The question remains: how strong is the political will to heed this warning - despite the last-minute agreement reached in Durban (December 11) by nearly 200 countries to adopt a legal agreement on climate change by 2015 which won’t go into effect until 2020?

The accord that was finally reached at the end of the week-long conference is largely a stop-gap measure designed to keep the current 1997 Kyoto protocol in effect until a new agreement is adopted.

The good news is that - unlike Kyoto - the Durban deal would put all countries, including the world’s top emitters - China, India, Brazil and the US - under the same legal regime to enforce commitments made to control greenhouse gases. 

The bad news is that there are indications that some countries are dragging their feet. The day after Durban ended, Canada announced it will no longer abide by Kyoto although it will honor its pledge for a new accord by 2020.
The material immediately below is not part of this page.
PR #312, opened 2026-02-20
feat: add 'roborev ci review' command and 'init gh-action' workflow generator

axsaucedo:
## Summary

- Adds `roborev init gh-action` — generates a GitHub Actions workflow file for running roborev reviews on pull requests, with multi-agent support, version pinning, and supply-chain hardening (SHA-pinned actions, checksum verification)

“We don’t expect other countries to follow suit,” said Jonathan Lynn, director of communications at IPCC in Geneva. “Canada was clearly concerned that under Kyoto they would have to pay a penalty and that’s why they’ve withdrawn.” Rather than reduce greenhouse gases as promised under Kyoto, levels have risen by more than 4% largely due to Canada’s embrace of tar sand mining, resulting in an enormous fine.

Pressure from coal and oil lobbies is also compromising efforts to go green in the US and other industrialized countries. While the Obama administration tries to encourage investment in renewable energies by granting tens of billions in special subsidies, oil and gas production has boomed thanks to private investment.

Both the IPCC and the World Meteorological Organization (WMO) noted that many of the studies denying that human activity plays a major role in global warming are funded by coal and oil interests.

“Some of this funding does come from vested interests,” said WMO spokeswoman Claire Nullis.  She cited a recent study by scientists from the University of Berkley - funded by the coal industry - that disputed the WMO graphs about warming temperatures.  However, the move  backfired: “They came up with very similar findings and that has caused a lot of unhappiness -  to put it mildly - among those who would deny that global warming is taking place and that it is human-induced.”